▶ Record set:
[Start of section]

PR #1544, opened 2022-03-17
refactor(xstate): Use named actions instead of inline actions

wlee221:
#### Description of changes

Xstate has two options to declare actions/guards/series:

1. Inline

```ts
createMachine({
  entry: () => { console.log('Hello!') }
});
```

2. Named actions
```ts
createMachine(
  {
    entry: 'sayHello'
  },
  {
    actions: {
      sayHello: () => {  console.log('Hello!');  }
    }
  }
);
```

We should use named declaration (2), because:
- Better state machine visualization, because the names appear in the statechart
- Easier-to-understand code (Code split implementation details!)
- Better TS support

XState official document suggests the same thing: [docs](https://xstate.js.org/docs/guides/typescript.html#use-named-actions-guards-services).

We already use and prefer (2), but there are some places we still use inline declarations. This PR makes all those named.

#### Checklist

- [ ] PR description included
- [ ] `yarn test` passes
- [ ] Tests are updated

### DIFF
--- a/packages/ui/src/machines/authenticator/actors/signIn.ts
+++ b/packages/ui/src/machines/authenticator/actors/signIn.ts
@@ -48,7 +48,7 @@ export function signInActor({ services }: SignInMachineOptions) {
           exit: ['clearFormValues', 'clearTouched'],
           states: {
             edit: {
-              entry: sendUpdate(),
+              entry: 'sendUpdate',
               on: {
                 SUBMIT: { actions: 'handleSubmit', target: 'submit' },
                 CHANGE: { actions: 'handleInput' },
@@ -57,7 +57,7 @@ export function signInActor({ services }: SignInMachineOptions) {
             },
             federatedSignIn: {
               tags: ['pending'],
-              entry: [sendUpdate(), 'clearError'],
+              entry: ['sendUpdate', 'clearError'],
               invoke: {
                 src: 'federatedSignIn',
                 // getting navigated out anyway, only track errors.
@@ -67,7 +67,7 @@ export function signInActor({ services }: SignInMachineOptions) {
             },
             submit: {
               tags: ['pending'],
-              entry: ['parsePhoneNumber', 'clearError', sendUpdate()],
+              entry: ['parsePhoneNumber', 'clearError', 'sendUpdate'],
               invoke: {
                 src: 'signIn',
                 onDone: [
@@ -118,7 +118,7 @@ export function signInActor({ services }: SignInMachineOptions) {
             },
             verifying: {
               tags: ['pending'],
-              entry: ['clearError', sendUpdate()],
+              entry: ['clearError', 'sendUpdate'],
               invoke: {
                 src: 'checkVerifiedContact',
                 onDone: [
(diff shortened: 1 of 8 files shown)


0618 (approved):

packages/ui/src/machines/authenticator/index.ts
```diff
@@ -313,14 +316,19 @@ export function createAuthenticatorMachine() {
...
-          if (!event.data?.intent) return false;
-          return event.data.intent === 'confirmSignUp';
-        },
-        shouldRedirectToResetPassword: (_, event): boolean => {
-          if (!event.data?.intent) return false;
-          return event.data.intent === 'confirmPasswordReset';
-        },
+        // guards for initial states
+        shouldInitSignUp: (context) => context.config.initialState === 'signUp',
+        shouldInitResetPassword: (context) =>
```
wlee221, line 321: Not satisfied with names here -- maybe `isInitialStateSignUp`? `shouldSignUp`? open for thoughts...

packages/ui/src/machines/authenticator/actors/signIn.ts
```diff
@@ -271,7 +271,7 @@ export function signInActor({ services }: SignInMachineOptions) {
           exit: ['clearFormValues', 'clearError', 'clearTouched'],
           states: {
             edit: {
-              entry: sendUpdate(),
+              entry: 'sendUpdate',
```
calebpollman, line 274: I'm very new to xstate and do not know the expected patterns so please bear with me here, but would it make sense to use a string `enum` for the `entry` values in this file? Probably out of scope either way 😄

packages/ui/src/machines/authenticator/index.ts
calebpollman: Do think `isInitialStateSignUp` may read cleaner

calebpollman (approved):
LGTM 🚢 . Just left some non-blocking questions

packages/ui/src/machines/authenticator/index.ts
```diff
@@ -42,26 +42,25 @@ export function createAuthenticatorMachine() {
           invoke: [
             {
               // TODO Wait for Auth to be configured
```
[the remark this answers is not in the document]
wlee221: Oh yeah, good question. Yes, ideally we would run this after we know `Amplify.configure` has been completed.  This has been the case because we `Amplifty.configure` are usually placed at app entry point, but we have no semantic guarantee over that 😛

packages/ui/src/machines/authenticator/actors/signIn.ts
wlee221: Nope, unfortunately it's the other way around. We pass non-enum'd string as the key here, and then xstate will use that key to infer the types. Technically, you can still pass strictly typed string here since it `extends string` anyway, but I don't believe that's an established pattern.

But that said, xstate will warn us if there are string typos through its [typegen](https://xstate.js.org/docs/guides/typescript.html#typegen) or through its [vscode extension](https://marketplace.visualstudio.com/items?itemName=statelyai.stately-vscode).

packages/ui/src/machines/authenticator/index.ts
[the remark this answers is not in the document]
wlee221: edited for wording *

packages/ui/src/machines/authenticator/index.ts
wlee221: Sounds good, adjusting!

PR #1548, opened 2022-03-18
chore(react-authenticator): consolidate Authenticator form event handlers in useFormHandlers hook

calebpollman:
#### Description of changes
- create custom `useFormHandlers` hook to consolidate form handlers used throughout React `Authenticator`
- remove duplicated form handler logic across React `Authenticator` components
- delete some unused utils

#### Issue #, if available
NA

- manually tested
- `yarn e2e dev`

#### Checklist

- [x] PR description included
- [x] `yarn test` passes
- [ ] Tests are updated


packages/react/src/components/Authenticator/hooks/useFormHandlers/useFormHandlers.ts
```diff
@@ -0,0 +1,32 @@
...
+    ({ target: { name } }: React.FocusEvent<HTMLFormElement>) => {
+      updateBlur({ name });
+    },
+    [updateBlur]
+  );
+
+  const handleChange = useCallback(
+    ({ target: { name, value } }: React.ChangeEvent<HTMLFormElement>) => {
+      updateForm({ name, value });
+    },
```
ErikCH, line 19: This looks good!
Just one quick update. We still need to do the check here if it's a checkbox and set the value undefined. Otherwise it will break the `custom-sign-up-fields` example. We should also add another test for this use case as well. 

It occurs when you toggle the checkbox. It works the first time, but not the second time you toggle it. 

https://user-images.githubusercontent.com/65630/159376814-92d8e9e7-d13d-4295-bd04-5b81990b147d.mp4

calebpollman: Ahhh, thanks for the heads up!

wlee221 (approved):

Issue #1556, opened 2022-03-18
Mobile site fixes: Tabs make Authenticator example too wide


joebuono:
### On which framework/platform would you like to see this feature implemented?

React

### Which UI component is this feature-request for?

Other

### Authenticator page

<img src="https://user-images.githubusercontent.com/321279/145105828-6645e6e9-97a6-4691-9299-a5034f38df2a.png" width="400px" align="left" />

- [] Example tabs makes the page too wide

<br clear="both"/>

### Please describe a solution you'd like.

Use an `<Expander />` component instead of `<Tabs />`

### We love contributors! Is this something you'd be interested in working on?

- [ ] 👋 I may be able to implement this feature request.
- [ ] ⚠️ This feature might incur a breaking change.

joebuono:
https://github.com/aws-amplify/amplify-ui/pull/1557

PR #1557, opened 2022-03-18
docs(fix): improve responsiveness for Auth example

[End of section]

▶ What you will do:
Using the data above, reproduce every line exactly.

▶ Answer to this exercise:
PR #1544, opened 2022-03-17
refactor(xstate): Use named actions instead of inline actions

wlee221:
#### Description of changes

Xstate has two options to declare actions/guards/series:

1. Inline

```ts
createMachine({
  entry: () => { console.log('Hello!') }
});
```

2. Named actions
```ts
createMachine(
  {
    entry: 'sayHello'
  },
  {
    actions: {
      sayHello: () => {  console.log('Hello!');  }
    }
  }
);
```

We should use named declaration (2), because:
- Better state machine visualization, because the names appear in the statechart
- Easier-to-understand code (Code split implementation details!)
- Better TS support

XState official document suggests the same thing: [docs](https://xstate.js.org/docs/guides/typescript.html#use-named-actions-guards-services).

We already use and prefer (2), but there are some places we still use inline declarations. This PR makes all those named.

#### Checklist

- [ ] PR description included
- [ ] `yarn test` passes
- [ ] Tests are updated

### DIFF
--- a/packages/ui/src/machines/authenticator/actors/signIn.ts
+++ b/packages/ui/src/machines/authenticator/actors/signIn.ts
@@ -48,7 +48,7 @@ export function signInActor({ services }: SignInMachineOptions) {
           exit: ['clearFormValues', 'clearTouched'],
           states: {
             edit: {
-              entry: sendUpdate(),
+              entry: 'sendUpdate',
               on: {
                 SUBMIT: { actions: 'handleSubmit', target: 'submit' },
                 CHANGE: { actions: 'handleInput' },
@@ -57,7 +57,7 @@ export function signInActor({ services }: SignInMachineOptions) {
             },
             federatedSignIn: {
               tags: ['pending'],
-              entry: [sendUpdate(), 'clearError'],
+              entry: ['sendUpdate', 'clearError'],
               invoke: {
                 src: 'federatedSignIn',
                 // getting navigated out anyway, only track errors.
@@ -67,7 +67,7 @@ export function signInActor({ services }: SignInMachineOptions) {
             },
             submit: {
               tags: ['pending'],
-              entry: ['parsePhoneNumber', 'clearError', sendUpdate()],
+              entry: ['parsePhoneNumber', 'clearError', 'sendUpdate'],
               invoke: {
                 src: 'signIn',
                 onDone: [
@@ -118,7 +118,7 @@ export function signInActor({ services }: SignInMachineOptions) {
             },
             verifying: {
               tags: ['pending'],
-              entry: ['clearError', sendUpdate()],
+              entry: ['clearError', 'sendUpdate'],
               invoke: {
                 src: 'checkVerifiedContact',
                 onDone: [
(diff shortened: 1 of 8 files shown)


0618 (approved):

packages/ui/src/machines/authenticator/index.ts
```diff
@@ -313,14 +316,19 @@ export function createAuthenticatorMachine() {
...
-          if (!event.data?.intent) return false;
-          return event.data.intent === 'confirmSignUp';
-        },
-        shouldRedirectToResetPassword: (_, event): boolean => {
-          if (!event.data?.intent) return false;
-          return event.data.intent === 'confirmPasswordReset';
-        },
+        // guards for initial states
+        shouldInitSignUp: (context) => context.config.initialState === 'signUp',
+        shouldInitResetPassword: (context) =>
```
wlee221, line 321: Not satisfied with names here -- maybe `isInitialStateSignUp`? `shouldSignUp`? open for thoughts...

packages/ui/src/machines/authenticator/actors/signIn.ts
```diff
@@ -271,7 +271,7 @@ export function signInActor({ services }: SignInMachineOptions) {
           exit: ['clearFormValues', 'clearError', 'clearTouched'],
           states: {
             edit: {
-              entry: sendUpdate(),
+              entry: 'sendUpdate',
```
calebpollman, line 274: I'm very new to xstate and do not know the expected patterns so please bear with me here, but would it make sense to use a string `enum` for the `entry` values in this file? Probably out of scope either way 😄

packages/ui/src/machines/authenticator/index.ts
calebpollman: Do think `isInitialStateSignUp` may read cleaner

calebpollman (approved):
LGTM 🚢 . Just left some non-blocking questions

packages/ui/src/machines/authenticator/index.ts
```diff
@@ -42,26 +42,25 @@ export function createAuthenticatorMachine() {
           invoke: [
             {
               // TODO Wait for Auth to be configured
```
[the remark this answers is not in the document]
wlee221: Oh yeah, good question. Yes, ideally we would run this after we know `Amplify.configure` has been completed.  This has been the case because we `Amplifty.configure` are usually placed at app entry point, but we have no semantic guarantee over that 😛

packages/ui/src/machines/authenticator/actors/signIn.ts
wlee221: Nope, unfortunately it's the other way around. We pass non-enum'd string as the key here, and then xstate will use that key to infer the types. Technically, you can still pass strictly typed string here since it `extends string` anyway, but I don't believe that's an established pattern.

But that said, xstate will warn us if there are string typos through its [typegen](https://xstate.js.org/docs/guides/typescript.html#typegen) or through its [vscode extension](https://marketplace.visualstudio.com/items?itemName=statelyai.stately-vscode).

packages/ui/src/machines/authenticator/index.ts
[the remark this answers is not in the document]
wlee221: edited for wording *

packages/ui/src/machines/authenticator/index.ts
wlee221: Sounds good, adjusting!

PR #1548, opened 2022-03-18
chore(react-authenticator): consolidate Authenticator form event handlers in useFormHandlers hook

calebpollman:
#### Description of changes
- create custom `useFormHandlers` hook to consolidate form handlers used throughout React `Authenticator`
- remove duplicated form handler logic across React `Authenticator` components
- delete some unused utils

#### Issue #, if available
NA

- manually tested
- `yarn e2e dev`

#### Checklist

- [x] PR description included
- [x] `yarn test` passes
- [ ] Tests are updated


packages/react/src/components/Authenticator/hooks/useFormHandlers/useFormHandlers.ts
```diff
@@ -0,0 +1,32 @@
...
+    ({ target: { name } }: React.FocusEvent<HTMLFormElement>) => {
+      updateBlur({ name });
+    },
+    [updateBlur]
+  );
+
+  const handleChange = useCallback(
+    ({ target: { name, value } }: React.ChangeEvent<HTMLFormElement>) => {
+      updateForm({ name, value });
+    },
```
ErikCH, line 19: This looks good!
Just one quick update. We still need to do the check here if it's a checkbox and set the value undefined. Otherwise it will break the `custom-sign-up-fields` example. We should also add another test for this use case as well. 

It occurs when you toggle the checkbox. It works the first time, but not the second time you toggle it. 

https://user-images.githubusercontent.com/65630/159376814-92d8e9e7-d13d-4295-bd04-5b81990b147d.mp4

calebpollman: Ahhh, thanks for the heads up!

wlee221 (approved):

Issue #1556, opened 2022-03-18
Mobile site fixes: Tabs make Authenticator example too wide


joebuono:
### On which framework/platform would you like to see this feature implemented?

React

### Which UI component is this feature-request for?

Other

### Authenticator page

<img src="https://user-images.githubusercontent.com/321279/145105828-6645e6e9-97a6-4691-9299-a5034f38df2a.png" width="400px" align="left" />

- [] Example tabs makes the page too wide

<br clear="both"/>

### Please describe a solution you'd like.

Use an `<Expander />` component instead of `<Tabs />`

### We love contributors! Is this something you'd be interested in working on?

- [ ] 👋 I may be able to implement this feature request.
- [ ] ⚠️ This feature might incur a breaking change.

joebuono:
https://github.com/aws-amplify/amplify-ui/pull/1557

PR #1557, opened 2022-03-18
docs(fix): improve responsiveness for Auth example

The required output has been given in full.